GoogleChrome / lighthouse-ci

Automate running Lighthouse for every commit, viewing the changes, and preventing regressions

Apache License 2.0

6.44k stars 649 forks source link

Migrations on large databases can brick a PaaS deployment #587

Open patrickhulce opened 3 years ago

patrickhulce commented 3 years ago

Describe the bug The startup sequence for the LHCI server means that database migrations happen before the server starts listening on a port. If the database is large and migrations require a new index to be built the platform (like heroku) can kill the server because it "fails to start".

Solution here would be to listen on the port and then just ensure all request handling awaits the migration promise first.

The canary instance was undeployable because of this issue.

somehowchris commented 3 years ago

I'm also interested in this.
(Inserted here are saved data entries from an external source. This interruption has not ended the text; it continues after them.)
PR #26, opened 2025-05-22
Fix non-trivial presolve not reporting Optimality

aliceb-nv:
The non-trivial presolve did not report optimality if the problem was fully reduced. Fixed by this PR

Closes https://github.com/rapidsai/cuopt/issues/2507

### DIFF
--- a/cpp/src/dual_simplex/presolve.cpp
+++ b/cpp/src/dual_simplex/presolve.cpp
@@ -24,7 +24,9 @@
 namespace cuopt::linear_programming::dual_simplex {
 
 template <typename i_t, typename f_t>
-i_t remove_empty_cols(lp_problem_t<i_t, f_t>& problem, i_t& num_empty_cols)
+i_t remove_empty_cols(lp_problem_t<i_t, f_t>& problem,
+                      i_t& num_empty_cols,
+                      presolve_info_t<i_t, f_t>& presolve_info)
 {
   constexpr bool verbose = false;
   if (verbose) { printf("Removing %d empty columns\n", num_empty_cols); }
@@ -35,15 +37,22 @@ i_t remove_empty_cols(lp_problem_t<i_t, f_t>& problem, i_t& num_empty_cols)
   // sum_{k != j} c_k * x_k + c_j * l_j if c_j > 0
   // or
   // sum_{k != j} c_k * x_k + c_j * u_j if c_j < 0
+  presolve_info.removed_variables.reserve(num_empty_cols);
+  presolve_info.removed_values.reserve(num_empty_cols);
+  presolve_info.removed_reduced_costs.reserve(num_empty_cols);
   std::vector<i_t> col_marker(problem.num_cols);
   i_t new_cols = 0;
   for (i_t j = 0; j < problem.num_cols; ++j) {
     if ((problem.A.col_start[j + 1] - problem.A.col_start[j]) == 0) {
       col_marker[j] = 1;
+      presolve_info.removed_variables.push_back(j);
+      presolve_info.removed_reduced_costs.push_back(problem.objective[j]);
       if (problem.objective[j] >= 0) {
+        presolve_info.removed_values.push_back(problem.lower[j]);
         problem.obj_constant += problem.objective[j] * problem.lower[j];
         assert(problem.lower[j] > -inf);
       } else {
+        presolve_info.removed_values.push_back(problem.upper[j]);
         problem.obj_constant += problem.objective[j] * problem.upper[j];
         assert(problem.upper[j] < inf);
       }
@@ -52,6 +61,7 @@ i_t remove_empty_cols(lp_problem_t<i_t, f_t>& problem, i_t& num_empty_cols)
       new_cols++;
     }
   }
+  presolve_info.remaining_variables.reserve(new_cols);
 
   problem.A.remove_columns(col_marker);
   // Clean up objective, lower, upper, and col_names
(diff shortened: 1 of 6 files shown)


cpp/src/mip/solver.cu
```diff
@@ -108,13 +109,14 @@ solution_t<i_t, f_t> mip_solver_t<i_t, f_t>::run_solver()
   if (!presolve_success) {
     CUOPT_LOG_INFO("Presolve is infeasible, returning infeasible solution!");
```
chris-maes: Very minor nitpick. This might read better as
CUOPT_LOG_INFO("Problem proven infeasible in presolve")

cpp/src/mip/solver.cu
```diff
@@ -98,6 +98,7 @@ solution_t<i_t, f_t> mip_solver_t<i_t, f_t>::run_solver()
   if (context.problem_ptr->empty) {
     CUOPT_LOG_INFO("Problem fully reduced at trivial presolve");
```
chris-maes: Very minor nitpick. This might read better as
CUOPT_LOG_INFO("Problem fully reduced in presolve")

cpp/src/mip/solver.cu
```diff
@@ -108,13 +109,14 @@ solution_t<i_t, f_t> mip_solver_t<i_t, f_t>::run_solver()
   if (!presolve_success) {
     CUOPT_LOG_INFO("Presolve is infeasible, returning infeasible solution!");
     solution_t<i_t, f_t> sol(*context.problem_ptr);
-    sol.set_problem_infeasible();
+    sol.set_problem_fully_reduced();
     context.problem_ptr->post_process_solution(sol);
     return sol;
   }
   if (context.problem_ptr->empty) {
     CUOPT_LOG_INFO("Problem fully reduced at presolve");
```
chris-maes: Very minor nitpick. This might read better as
CUOPT_LOG_INFO("Problem full reduced in presolve");

cpp/src/mip/solution/solution.cuh
```diff
@@ -148,7 +148,7 @@ class solution_t {
   f_t h_user_obj           = 0.;
   f_t h_infeasibility_cost = 0.;
   bool is_feasible         = false;
-  bool is_problem_infeasible{false};
+  bool is_problem_fully_reduced{false};
```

Not only for platforms like Heroku (or cf), which have a timeout for healthchecking the app but also for k8s.

For example with software like matomo has a maintenance for those upgrades. This means the UI gets disabled, meaning there will be a notice that we are currently under maintenance, then we can run the upgrade via a task (cf) or job (k8s), and after this, disable the maintenance mode. Now for advanced setups, there is a caching method via Redis, but that's a bit overkill sometimes. This allows tracking actions to be saved as raw inputs and then be processed by a matomo worker with the new version.

Would a solution like this be something?

patrickhulce commented 3 years ago

That's essentially what I was thinking of yes @somehowchris. LHCI would just fail all incoming requests with a 503 error until the migration completes.

somehowchris commented 3 years ago

So just a 503 or 503 with a html page for the users?

Split into server and separate task? or just the server running the migration? latter one would go against the 12 factor scalability aspect

patrickhulce commented 3 years ago

So just a 503 or 503 with a html page for the users?

I'm thinking a dead simple 503 Service Unavailable (Migration) response. This is a pretty narrow occurrence that isn't worth a significant amount of effort optimizing IMO.

Split into server and separate task? or just the server running the migration? latter one would go against the 12 factor scalability aspect

Just the server running the migration as it works today.

LHCI server isn't built to scale out of the box and requires heavy customization if scalability is your goal. It's built for ease of use for the common use cases. Splitting would be overkill compared to the other tradeoffs already made in this project (have you seen how the cron jobs work? 😉).